The lake has a length, from northwest to southeast, of 22 km; its maximum width is 12 km. The total area is 170 km2. The lake water has an elevation of 15 m with maximum water depth being 30 m. A sandy shore, shallow lagoons and mudflats form the eastern shore line, while the western shores have small fresh water springs and marshes.

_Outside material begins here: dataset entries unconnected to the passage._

PR #7843, opened 2026-08-23
Quote install-app and install-font names like install-and-launch

Adolanium:
`install-app`, `install-font` and `install-and-launch` build a shell command string and hand it to the floating-terminal helper, which runs it through `bash -c`. Everything interpolated into that string is parsed as shell, and none of it was quoted for that. The display name sat inside single quotes, so an apostrophe closed the quote and whatever followed ran as a command. The package arguments sat bare, so a `;` among them started a second command.

`omarchy-install-app "Foo's App" alpha` never reached `omarchy-pkg-add` at all — `bash -c` died looking for a closing quote. `omarchy install app Vim 'vim; id'` installed vim and then ran `id`.

Every value is now quoted with `printf %q` before it enters the string, which is what `install-and-launch` already did for its echo text and its desktop id. The display name, the font family and `install-font`'s package are single values and are quoted whole. The package list in `install-app` and `install-and-launch` has to reach `omarchy-pkg-add` as several words, so it cannot be quoted whole: it is split the way the unquoted expansion split it and each word is quoted on its own. Reading it with `-d ''` keeps a newline-separated list intact instead of dropping every package after the first, which a plain `read -a` would truncate.

The menu passes hardcoded package names, so none of this was reachable from the UI. But `omarchy install app` and `omarchy install font` are documented commands whose arguments are meant to be data, and they were not.

🤖 Package quoting added and the change verified by Opus 5 in Claude Code. Reviewed by Codex XHigh.

### DIFF
--- a/bin/omarchy-install-app
+++ b/bin/omarchy-install-app
@@ -15,8 +15,8 @@ fi
 printf -v install_message '%q' "Installing ${name}..."
 
 # The list has to reach omarchy-pkg-add as several words, so each word is quoted
-# rather than the whole string; -d '' keeps a newline-separated list intact.
-read -r -d '' -a package_list <<<"$packages"
+# rather than the whole string; -d '' reads past newlines and always ends at EOF.
+read -r -d '' -a package_list <<<"$packages" || true
 printf -v packages_arg '%q ' "${package_list[@]}"
 packages_arg="${packages_arg% }"
 
--- a/bin/omarchy-install-app
+++ b/bin/omarchy-install-app
@@ -12,4 +12,7 @@ if [[ -z $name || -z $packages ]]; then
   exit 1
 fi
 
-exec omarchy-launch-floating-terminal-with-presentation "echo 'Installing ${name}...'; omarchy-pkg-add ${packages}"
+printf -v install_message '%q' "Installing ${name}..."
+
+exec omarchy-launch-floating-terminal-with-presentation \
+  "echo ${install_message}; omarchy-pkg-add ${packages}"
--- a/bin/omarchy-install-app
+++ b/bin/omarchy-install-app
@@ -14,5 +14,11 @@ fi
 
 printf -v install_message '%q' "Installing ${name}..."
 
+# The list has to reach omarchy-pkg-add as several words, so each word is quoted
+# rather than the whole string; -d '' keeps a newline-separated list intact.
+read -r -d '' -a package_list <<<"$packages"
+printf -v packages_arg '%q ' "${package_list[@]}"
+packages_arg="${packages_arg% }"
+
 exec omarchy-launch-floating-terminal-with-presentation \
-  "echo ${install_message}; omarchy-pkg-add ${packages}"
+  "echo ${install_message}; omarchy-pkg-add ${packages_arg}"
--- a/bin/omarchy-install-font
+++ b/bin/omarchy-install-font
@@ -14,7 +14,8 @@ if [[ -z $name || -z $package || -z $family ]]; then
 fi
 
 printf -v install_message '%q' "Installing ${name}..."
+printf -v package_arg '%q' "$package"
 printf -v family_arg '%q' "$family"
 
 exec omarchy-launch-floating-terminal-with-presentation \
-  "echo ${install_message}; omarchy-pkg-add ${package} && sleep 2 && omarchy-font-set ${family_arg}"
+  "echo ${install_message}; omarchy-pkg-add ${package_arg} && sleep 2 && omarchy-font-set ${family_arg}"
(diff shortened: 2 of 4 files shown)


bin/omarchy-install-app
```diff
@@ -12,4 +12,7 @@ if [[ -z $name || -z $packages ]]; then
   exit 1
 fi
 
-exec omarchy-launch-floating-terminal-with-presentation "echo 'Installing ${name}...'; omarchy-pkg-add ${packages}"
+printf -v install_message '%q' "Installing ${name}..."
+
+exec omarchy-launch-floating-terminal-with-presentation \
+  "echo ${install_message}; omarchy-pkg-add ${packages}"
```
acrogenesis: The %q for the name is correct.

I did a test of the apostrophe problem on v4-0-1. This change stops that problem.

The command puts ${packages} into bash -c. The helper uses cmd="$*".

I did a test with the real program.

```bash
omarchy-install-app Vim "bash; /usr/bin/touch /tmp/omarchy-argv-audit-real/pwned-7843-packages"
```

A terminal with the title Omarchy opened.
omarchy-pkg-add bash ran. The package bash is installed.
The ; token ran touch. A file was created.

After this change, this command can run a second command:
omarchy-install-app Vim 'vim; id'

Do this:
1. Use %q for each package after you split the list.
2. Or put the packages in "$@" in a constant script.

Do not put raw ${packages} next to a quoted name.

bin/omarchy-install-font
```diff
@@ -13,5 +13,8 @@ if [[ -z $name || -z $package || -z $family ]]; then
   exit 1
 fi
 
+printf -v install_message '%q' "Installing ${name}..."
+printf -v family_arg '%q' "$family"
+
 exec omarchy-launch-floating-terminal-with-presentation \
-  "echo 'Installing ${name}...'; omarchy-pkg-add ${package} && sleep 2 && omarchy-font-set '${family}'"
+  "echo ${install_message}; omarchy-pkg-add ${package} && sleep 2 && omarchy-font-set ${family_arg}"
```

The eastern shore is state-owned, but parts of the western side of the lake are privately owned. Salinity of the lake water is now reported as 15‰ (parts per thousand). Lake water fluctuations are minimal, at about 50 cm, except during the drought period, when the water level could go down by 2 m. Conversely, the water level rises about 2 m above the average during heavy rainfall years. The present assessment is that the level of the lake has been rising in recent years, forcing Haitians who live in plantation residential areas ("bateyes") around the edge of the lake to seek higher ground.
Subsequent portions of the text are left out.